By these orders it has been clarified by the High Court that the case has reached conclusion and liberty has been granted to the 1st respondent to raise all the points in a proceeding the 1st respondent may have to adopt if the criminal case is dismissed against him. The appellants are within their right to oppose the directions issued in the order dated 19-10-2000. However in the long run this may prove disadvantageous to the appellants. It is possible that if the case is decided against the 1st respondent and the higher court feels that application to lead necessary evidence has been wrongly rejected, the whole case may have to be sent back for leading this evidence. We therefore asked the appellants whether they wanted to still oppose the directions issued. We were told that they did. We therefore allow the appeal against the order dated 19-10-2000 and set aside the directions issued therein.
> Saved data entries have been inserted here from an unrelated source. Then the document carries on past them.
PR #1216, opened 2023-11-09
allow_http_monitors config implementation

alesnovak-s1:
Implementation of https://sentinelone.atlassian.net/browse/DTIN-3192.
For FIPS compliant environments we want to have a config (env) flag that will force HTTPS configuration on all relevant monitors.

I've used the same patten as allow_http does.

### DIFF
--- a/scalyr_agent/builtin_monitors/apache_monitor.py
+++ b/scalyr_agent/builtin_monitors/apache_monitor.py
@@ -49,7 +49,7 @@ define_config_option(
     "number, at which the Apache status module is served. The URL should end in `/?auto` to "
     "indicate that the machine-readable version of the page should be returned.",
     default="http://localhost/server-status/?auto",
-    insecure_http_url=True
+    allow_http=False
 )
 define_config_option(
     __monitor__,
--- a/scalyr_agent/builtin_monitors/apache_monitor.py
+++ b/scalyr_agent/builtin_monitors/apache_monitor.py
@@ -49,6 +49,7 @@ define_config_option(
     "number, at which the Apache status module is served. The URL should end in `/?auto` to "
     "indicate that the machine-readable version of the page should be returned.",
     default="http://localhost/server-status/?auto",
+    insecure_http_url=True
 )
 define_config_option(
     __monitor__,
--- a/scalyr_agent/configuration.py
+++ b/scalyr_agent/configuration.py
@@ -523,12 +523,6 @@ class Configuration(object):
                 monitor_config[name] = ensure_https_url(value)
         return monitor_config
 
-        # from scalyr_agent.builtin_monitors import unsecure_http_config_fields
-        # for field in unsecure_http_config_fields:
-        #     if field in monitor_config:
-        #         monitor_config[field] = ensure_https_url(monitor_config[field])
-
-
     def __verify_workers(self):
         """
         Verify all worker config entries from the "workers" list in config.
--- a/scalyr_agent/configuration.py
+++ b/scalyr_agent/configuration.py
@@ -515,6 +515,7 @@ class Configuration(object):
 
     @staticmethod
     def force_http_monitor_config(monitor_config):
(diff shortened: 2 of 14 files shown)


tomaz-s1:
IIRC, we have multiple ways (for backward compatibility and various historical reasons) for sending HTTP(s) requests.

There is a custom httplib client (which is used by the main agent code) and in some places (monitors) we utilize requests library.

Having said that, it appears that shouldn't matter here since this PR is only about forcing https URL, but not actually about also forcing cert + hostname validation, or?

scalyr_agent/builtin_monitors/apache_monitor.py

The application filed by the 1st respondent will stand rejected.” (Emphasis is mine). 9. This Court even while agreeing on the well known principles of exercise of power and grant of indulgence in matters arising from an application filed under Section 311 of the Code, finds it difficult to be in agreement with the petitioner, considering the circumstances that his earlier application stood dismissed as back as in the year 1996 and the petitioner slept over the matter for a period of 7 years before he filed a second application for leading evidence i.e. on 23.12.2003 and which has since been rejected by the learned court below in the light of the earlier rejection dated 31.07.1996. Even while liberty is afforded to litigating parties under the provisions of Section 311 of the Code for examination/recall/re-examination of witnesses and which has to be construed liberally by the courts but it certainly is not a premium to such of the parties who have slept over their rights. 10. With the aforesaid observations the application is dismissed.